▶ **PROBLEM REQUIREMENTS**
Tally the lines in the entries where the string "What" appears, and write only the total.

▶ **EXTRACTED RECORDS**
□ □ □
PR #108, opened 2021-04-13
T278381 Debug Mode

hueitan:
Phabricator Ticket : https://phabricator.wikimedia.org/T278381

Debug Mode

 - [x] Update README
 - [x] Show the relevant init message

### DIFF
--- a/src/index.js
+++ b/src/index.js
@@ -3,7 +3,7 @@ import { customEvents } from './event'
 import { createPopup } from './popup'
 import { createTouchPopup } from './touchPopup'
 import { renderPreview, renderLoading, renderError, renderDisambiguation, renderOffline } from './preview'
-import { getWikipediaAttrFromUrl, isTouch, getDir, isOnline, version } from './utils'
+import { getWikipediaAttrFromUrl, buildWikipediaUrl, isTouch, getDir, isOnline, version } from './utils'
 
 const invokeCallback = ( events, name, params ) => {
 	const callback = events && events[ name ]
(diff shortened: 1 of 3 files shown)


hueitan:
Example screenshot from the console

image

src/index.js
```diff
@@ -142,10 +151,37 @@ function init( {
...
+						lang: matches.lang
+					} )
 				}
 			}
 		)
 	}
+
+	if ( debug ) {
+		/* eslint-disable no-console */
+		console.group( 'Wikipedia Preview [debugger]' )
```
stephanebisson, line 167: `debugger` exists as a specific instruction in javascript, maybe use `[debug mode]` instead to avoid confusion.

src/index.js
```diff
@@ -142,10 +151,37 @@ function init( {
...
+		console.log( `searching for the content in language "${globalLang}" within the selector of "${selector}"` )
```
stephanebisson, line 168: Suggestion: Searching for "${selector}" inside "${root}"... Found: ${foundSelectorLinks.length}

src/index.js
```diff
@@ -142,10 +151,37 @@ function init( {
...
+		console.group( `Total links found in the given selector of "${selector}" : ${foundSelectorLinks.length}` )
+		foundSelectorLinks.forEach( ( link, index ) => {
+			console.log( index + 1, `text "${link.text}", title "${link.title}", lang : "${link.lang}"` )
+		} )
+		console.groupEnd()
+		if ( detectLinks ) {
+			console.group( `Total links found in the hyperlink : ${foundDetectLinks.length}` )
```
□ □ □
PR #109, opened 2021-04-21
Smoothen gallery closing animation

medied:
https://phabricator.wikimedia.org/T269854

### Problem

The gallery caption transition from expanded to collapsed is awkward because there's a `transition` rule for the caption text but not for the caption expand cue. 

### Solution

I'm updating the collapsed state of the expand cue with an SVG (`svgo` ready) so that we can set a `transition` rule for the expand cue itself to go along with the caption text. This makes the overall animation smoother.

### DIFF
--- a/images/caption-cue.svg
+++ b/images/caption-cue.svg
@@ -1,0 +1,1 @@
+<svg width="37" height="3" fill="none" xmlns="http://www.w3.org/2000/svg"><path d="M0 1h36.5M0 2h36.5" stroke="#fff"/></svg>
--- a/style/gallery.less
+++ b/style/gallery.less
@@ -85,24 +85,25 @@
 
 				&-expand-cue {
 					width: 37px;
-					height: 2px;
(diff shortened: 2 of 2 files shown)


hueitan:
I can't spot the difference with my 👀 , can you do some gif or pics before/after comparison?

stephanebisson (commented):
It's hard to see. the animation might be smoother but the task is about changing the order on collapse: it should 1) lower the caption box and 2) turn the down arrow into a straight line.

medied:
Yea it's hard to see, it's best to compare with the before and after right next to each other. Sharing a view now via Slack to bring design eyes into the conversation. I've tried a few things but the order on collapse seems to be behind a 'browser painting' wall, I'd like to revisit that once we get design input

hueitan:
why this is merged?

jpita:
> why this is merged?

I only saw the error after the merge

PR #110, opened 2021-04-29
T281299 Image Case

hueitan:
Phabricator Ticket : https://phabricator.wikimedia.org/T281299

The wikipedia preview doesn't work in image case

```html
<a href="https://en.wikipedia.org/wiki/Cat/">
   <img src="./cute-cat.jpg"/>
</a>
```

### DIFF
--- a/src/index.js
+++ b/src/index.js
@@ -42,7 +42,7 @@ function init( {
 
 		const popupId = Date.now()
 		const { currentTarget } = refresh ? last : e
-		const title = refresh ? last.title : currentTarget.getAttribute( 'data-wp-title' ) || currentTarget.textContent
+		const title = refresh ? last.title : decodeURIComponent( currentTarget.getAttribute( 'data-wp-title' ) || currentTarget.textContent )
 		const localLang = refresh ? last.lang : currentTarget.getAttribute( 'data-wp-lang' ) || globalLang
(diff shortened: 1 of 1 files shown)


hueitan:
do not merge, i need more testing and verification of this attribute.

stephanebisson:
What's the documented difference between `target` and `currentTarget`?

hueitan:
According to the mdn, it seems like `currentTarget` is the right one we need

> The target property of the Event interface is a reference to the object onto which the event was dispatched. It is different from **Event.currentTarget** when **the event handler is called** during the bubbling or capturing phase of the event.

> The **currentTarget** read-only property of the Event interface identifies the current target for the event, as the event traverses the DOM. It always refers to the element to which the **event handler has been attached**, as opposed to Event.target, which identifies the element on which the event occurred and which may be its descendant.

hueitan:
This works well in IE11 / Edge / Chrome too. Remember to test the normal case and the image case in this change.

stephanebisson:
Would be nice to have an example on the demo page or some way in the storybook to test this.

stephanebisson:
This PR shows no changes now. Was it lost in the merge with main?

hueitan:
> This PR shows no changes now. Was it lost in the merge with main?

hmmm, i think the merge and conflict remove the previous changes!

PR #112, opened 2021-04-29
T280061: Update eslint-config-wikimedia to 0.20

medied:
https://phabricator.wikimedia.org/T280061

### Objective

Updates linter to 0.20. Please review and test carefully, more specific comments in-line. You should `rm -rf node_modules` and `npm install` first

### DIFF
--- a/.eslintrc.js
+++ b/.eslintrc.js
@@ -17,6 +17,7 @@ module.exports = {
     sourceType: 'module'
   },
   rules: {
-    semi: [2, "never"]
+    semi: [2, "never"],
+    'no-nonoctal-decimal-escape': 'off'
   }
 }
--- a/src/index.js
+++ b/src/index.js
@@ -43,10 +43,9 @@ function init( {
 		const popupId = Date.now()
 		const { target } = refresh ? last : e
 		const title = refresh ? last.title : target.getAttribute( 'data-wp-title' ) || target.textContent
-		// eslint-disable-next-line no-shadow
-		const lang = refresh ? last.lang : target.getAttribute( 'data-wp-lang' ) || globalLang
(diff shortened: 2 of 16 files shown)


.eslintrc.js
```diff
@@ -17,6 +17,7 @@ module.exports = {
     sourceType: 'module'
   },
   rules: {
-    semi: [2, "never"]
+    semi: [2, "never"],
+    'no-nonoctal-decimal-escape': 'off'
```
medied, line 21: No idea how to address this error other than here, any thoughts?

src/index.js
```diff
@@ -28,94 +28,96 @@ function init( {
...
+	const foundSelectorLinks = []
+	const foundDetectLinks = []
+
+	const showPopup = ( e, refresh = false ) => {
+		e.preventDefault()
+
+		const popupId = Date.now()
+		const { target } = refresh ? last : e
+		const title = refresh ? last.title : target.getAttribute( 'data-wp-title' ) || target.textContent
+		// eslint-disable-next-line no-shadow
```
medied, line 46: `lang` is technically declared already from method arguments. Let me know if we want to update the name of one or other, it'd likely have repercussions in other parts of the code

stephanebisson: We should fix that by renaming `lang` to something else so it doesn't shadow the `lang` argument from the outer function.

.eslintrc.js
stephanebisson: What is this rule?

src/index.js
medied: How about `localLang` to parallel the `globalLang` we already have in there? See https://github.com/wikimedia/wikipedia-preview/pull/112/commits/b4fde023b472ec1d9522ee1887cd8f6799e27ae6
□ □ □
▶ **TASK RESPONSE**
2